Contrairement à l’idée reçue, les résidences étudiantes offrent des rendements comparables aux logements classiques. Si à première vue les loyers paraissent faibles, en tenant compte d’un besoin de surface inférieur à la moyenne, les loyers métriques nets sont équivalents à ceux des offres présentées sur le marché libre. A Lausanne par exemple, les loyers nets des studios des résidences étudiantes s’élèvent en moyenne à CHF 650 par mois, soit CHF 312 par m² et par an, en considérant une surface moyenne par studio de 25 m². Ainsi, les chambres et les studios des foyers étudiants se caractérisent par des loyers compétitifs tout en répondant de manière optimale aux besoins spécifiques des étudiants.

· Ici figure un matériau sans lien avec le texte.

Issue #104, opened 2015-11-03
What is the utility of 'encouraged' and 'not required' language


BradHolmes:
After looking over the v4.2 specification, I have been unable to get clear direction for a couple of questions, and in both cases, it is because the specification contains language like
- encouraged
- strongly encouraged
- not required

What is the utility in allowing the user to choose, and thus produce varying files for the same data?  Could we have v4.3 come down one way or another on these, and use 'must'?

d-cameron:
If the wording is to be updated, I would RECOMMEND using RFC2119 (
http://www.ietf.org/rfc/rfc2119.txt) language to indicate the conformance
level required by implementations.

cyenyxe:
After reading the whole specification (v4.3), the document listing all the sentences that could be considered ambiguous or non-compliant with RFC2119 is available in: https://docs.google.com/document/d/1_hFSImtpi6mHaYfn3twprPP3XOJBXqV0eWwVUh-Ctig/edit?usp=sharing

Any comments welcome (and allowed in the doc itself).

dotdotdotpaul:
+1 for moving towards unambiguous language

cyenyxe:
After a talk with the specification team I filled the PR #130. Most of the points made in the Google Docs were accepted, but some will still need more thought.

Could any of you guys take a look at the PR and give it a +1 if you think it's okay to go, or comment any possible improvements?

cyenyxe:
Fixed in #130

PR #127, opened 2016-01-27
Updated verbs to RFC2119 wording

d-cameron:
Potential update to address feedback from #104


cyenyxe:
I have compared these changes against #130 and there is no real difference, only some subtle details that were agreed between the maintainers.

PR #765, opened 2024-06-26
chore: fix hybrid models

jfrery:
closes https://github.com/zama-ai/concrete-ml-internal/issues/3905

cc @RomanBredehoft

### DIFF
--- a/src/concrete/ml/torch/hybrid_model.py
+++ b/src/concrete/ml/torch/hybrid_model.py
@@ -356,7 +356,7 @@ class HybridFHEModel:
             name: self._get_module_by_name(self.model, name) for name in self.module_names
         }
         self.remote_modules: Dict[str, RemoteModule] = {}
-        self.private_q_modules: Dict[QuantizedModule] = {}
+        self.private_q_modules: Dict[str, QuantizedModule] = {}
         self.configuration: Optional[Configuration] = None
         self.model_name = model_name
         self.verbose = verbose
@@ -508,12 +508,17 @@ class HybridFHEModel:
 
         model_path = Path(path)
         for module_name in self.module_names:
+            onnx_model = self.private_q_modules[  # pylint: disable=protected-access
+                module_name
+            ]._onnx_model
+
+            # mypy
+            assert onnx_model is not None
             input_shapes = [
                 tuple(elt.dim_value for elt in onnx_input.type.tensor_type.shape.dim)
-                for onnx_input in self.private_q_modules[  # pylint: disable=protected-access
-                    self.module_names[0]
-                ]._onnx_model.graph.input
+                for onnx_input in onnx_model.graph.input
             ]
+
             assert len(input_shapes) == 1, "Multi-input circuits not supported yet"
             model_module_path = model_path.resolve() / module_name
             model_module_path.mkdir(exist_ok=True)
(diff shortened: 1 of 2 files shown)


RomanBredehoft (dismissed):
thanks !

fd0r (changes requested):
The divergence in results was between torch and quantized?

I would still keep a torch mode here is instead of removing it entirely.

jfrery:
> The divergence in results was between torch and quantized?
> 
> I would still keep a torch mode here is instead of removing it entirely.

Not sure what you mean. I check the accuracy of simulation vs torch and disable vs torch.

Why would we keep a torch execution? We have the torch model for this

src/concrete/ml/torch/hybrid_model.py
```diff
@@ -519,12 +508,17 @@ def _save_fhe_circuit(self, path: Path, via_mlir=False):
 
         model_path = Path(path)
         for module_name in self.module_names:
+            onnx_model = self.private_q_modules[  # pylint: disable=protected-access
```
RomanBredehoft, line 511: there is not need to access the private `_onnx_model`, `QuantizedModule` instances have a public property for them , you can directly call `onnx_model` normally

jfrery: Ah yes!

RomanBredehoft:
actually @jfrery , I think @fd0r is right we should keep the torch execution as well, but maybe through a new mode like `"torch"` or `"float"` ? 

because as I mentioned to you, currently the torch model is modified in place by the hybrid model. But that means, there's no real way of running the model in float after compiling it with the hybrid

jfrery:
> actually @jfrery , I think @fd0r is right we should keep the torch execution as well, but maybe through a new mode like `"torch"` or `"float"` ?
> 
> because as I mentioned to you, currently the torch model is modified in place by the hybrid model. But that means, there's no real way of running the model in float after compiling it with the hybrid

Very good point! We replace in-place so I am basically checking disable vs disable and simulate vs disable. I will add the torch inference.

That being said, simulate vs disable should raise the flaky we saw ...

src/concrete/ml/torch/hybrid_model.py
jfrery: Fixed

tests/torch/test_hybrid_converter.py
```diff
@@ -127,9 +126,9 @@ def run_hybrid_llm_test(
 @pytest.mark.parametrize(
     "list_or_str_private_modules_names, expected_accuracy, has_pbs",
     [
-        ("transformer.h.0.mlp", 0.934, True),
-        (["transformer.h.0.mlp", "transformer.h.1.mlp"], 0.42, True),
-        ("transformer.h.0.mlp.c_fc", 0.986, False),
+        ("transformer.h.0.mlp", 0.95, True),
+        (["transformer.h.0.mlp", "transformer.h.1.mlp"], 0.40, True),
```
RomanBredehoft, line 130: do we have an idea why this accuracy is so low then @jfrery ?

RomanBredehoft (approved):
thanks ! maybe wait for @fd0r feedback as well

tests/torch/test_hybrid_converter.py
jfrery: The "accuracy" here is the percent of similar labels in the top5 for all examples so a bit specific and I am not sure what to expect.

I think the rounding is really bad on MLP due to the outliers observed in LLMs. We might want to try smoothquant on gpt2 to see if this makes the rounding a bit less aggressive.

fd0r (approved):
LGTM

PR #773, opened 2024-06-28
chore: move away from `dev-dependencies`

fd0r:
`dev-dependencies` is deprecated from poetry.
This PR changes that.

Le modèle de l’exemple lausannois pourrait constituer une option attractive pour des investisseurs : ils se chargent du financement des résidences et confient l’exploitation à un tiers (comme la FMEL à Lausanne), qui, en échange, paie une compensation à l’investisseur. Cette approche combine plusieurs avantages: selon les dispositions contractuelles entre l’investisseur et l’exploitant, l’investisseur peut considérablement réduire son risque, tout en réalisant un rendement satisfaisant et en déléguant les tâches opérationnelles et administratives à l’exploitant.

De fait, les perspectives du «Student Housing» s’annoncent plutôt positives. Si l’offre de logements étudiants à Lausanne commence, quoique tardivement, à répondre à la forte croissance de la demande, la pénurie demeure importante à Genève. Les résidences étudiantes suscitent l’intérêt des investisseurs qui sont désespérément en recherche de placements alternatifs. Quelques projets à Lausanne ont déjà pu être réalisés avec succès grâce au soutien d’investisseur, un chemin que Genève pourrait prendre afin d’apaiser le manque criant de logements étudiants.